My impression of the OP's intent, was to see what the value of a tactical light was, for a civilian who carries a concealed weapon.

That implies that, to be qualified to carry a concealed weapon (Really qualified, not just being allowed to), one would also do what was required to be qualified to use whatever other accessories might be of value.

IE: they are already a hard target, because they are armed. The assailant, unless not too observant, would have to be breaking from the normal victim choice algorithm they unconsciously follow, to attack an armed victim.

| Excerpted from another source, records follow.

PR #396, opened 2016-07-28
Fix something we faced in FMN stg, copr messages where the agent is None

pypingou:
Having None in the list of agent made the call to self.list_to_series
fail.
With this, we should avoid the issue


ralphbean:
Nice!  :)

PR #397, opened 2016-08-09
Adjust after diff access levels in pagure

vivekanand1101:
There are a couple of changes in the way pagure will send info via fedmsg after [this](https://pagure.io/pagure/pull-request/1177). For groups, i will add them in a diff PR. Also, i have just ran the tests, i don't know if there is any other way to test this locally.

### DIFF
--- a/fedmsg_meta_fedora_infrastructure/pagure.py
+++ b/fedmsg_meta_fedora_infrastructure/pagure.py
@@ -284,10 +284,27 @@ class PagureProcessor(BaseProcessor):
             return tmpl.format(user=user, project=project, fields=fields)
         elif 'pagure.project.user.added' in msg['topic']:
             new_user = msg['msg']['new_user']
+            access = msg['msg'].get('access')
+            if access:
+                tmpl = self._(
+                    '{user} added "{new_user}" to project {project} '
+                    'with {access} access'
+                )
+            else:
+                tmpl = self._(
+                    '{user} added "{new_user}" to project {project}'
+                )
+            return tmpl.format(
+                user=user, project=project, new_user=new_user, access=access)
+        elif 'pagure.project.user.access.updated' in msg['topic']:
+            new_user = msg['msg']['new_user']
+            new_access = msg['msg']['new_access']
             tmpl = self._(
-                '{user} added "{new_user}" to project {project}'
+                '{user} updated access of "{new_user}" to {new_access} '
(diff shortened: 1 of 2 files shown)


vivekanand1101:
Just in case someone misses, the access level PR is currently merged in a diff branch than master.

fedmsg_meta_fedora_infrastructure/pagure.py
```diff
@@ -284,10 +284,22 @@ def subtitle(self, msg, **config):
             return tmpl.format(user=user, project=project, fields=fields)
         elif 'pagure.project.user.added' in msg['topic']:
             new_user = msg['msg']['new_user']
+            access = msg['msg']['access']
```
pypingou: This is not backward compatible, while fedmsg_meta needs to be able to handle both new and old format of messages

They would prefer a daydreaming tourist who is oblivious to their surroundings, and preferably, as weak and unimposing as possible. 


As the concealed carry guy would not be brandishing his trump cards unless the game played out that way...he is aware of a threat/is under attack/being threatened....his response can include drawing the weapon, and/or drawing the weapon and a light.

If a perp sees a response that LOOKS LEO-Like...a guy with a gun and a freakishly bright light....especially if the guy looks like he knows how to use them.....said perp will be thinking really hard and fast about if he should continue to try to take down this victim...or look for a way to break contact.

Even a lion goes after the old/sick looking antelopes rather than the strong healthy looking ones....they are easier targets with a higher chance of going down w/o kicking the lion's teeth in.

COULD the lion probably kill even a healthy antelope? Sure, but there are easier pickings...why take the risks associated with harder targets....and choosing human victims is analogous.


Even knowing that the light was on his face means he can now be potentially identified...so performing a crime immediately afterwards ups the ante...its another deterrent. 



NOTHING always works 100% of the time. Real life is like that. What deters one guy infuriates another, and so forth. What IS consistent though, is the TENDENCY for conflicts involving potential victimization to deescalate when the attacker perceives the victim as potentially aware of his surroundings/harder to take by surprise, and/or when the target shows evidence of also being potentially capable of counter measures/potential danger to the attacker.

Just because you HAVE a gun doesn't mean you have to use it. Just because you have a light doesn't mean you have to use it. Both give you options though you would not have without them. You just need to be able to choose what is appropriate for the situation.


For me, I think walking confidently and with purpose, while looking around/showing situational awareness, deters attacks by those looking for targets of opportunity.


That's the FIRST line of defense.


----------



## ledmitter_nli (Jun 4, 2012)

:rock:


----------



## ledmitter_nli (Jun 4, 2012)

In NYC (where virtually everything "defensive" is illegal) this is how I roll.






And when jogging, the light is in hand.






I'm more inclined to keep it clipped in my waist band from now on. Because people passing by me think I'm wielding a dangerous weapon or something.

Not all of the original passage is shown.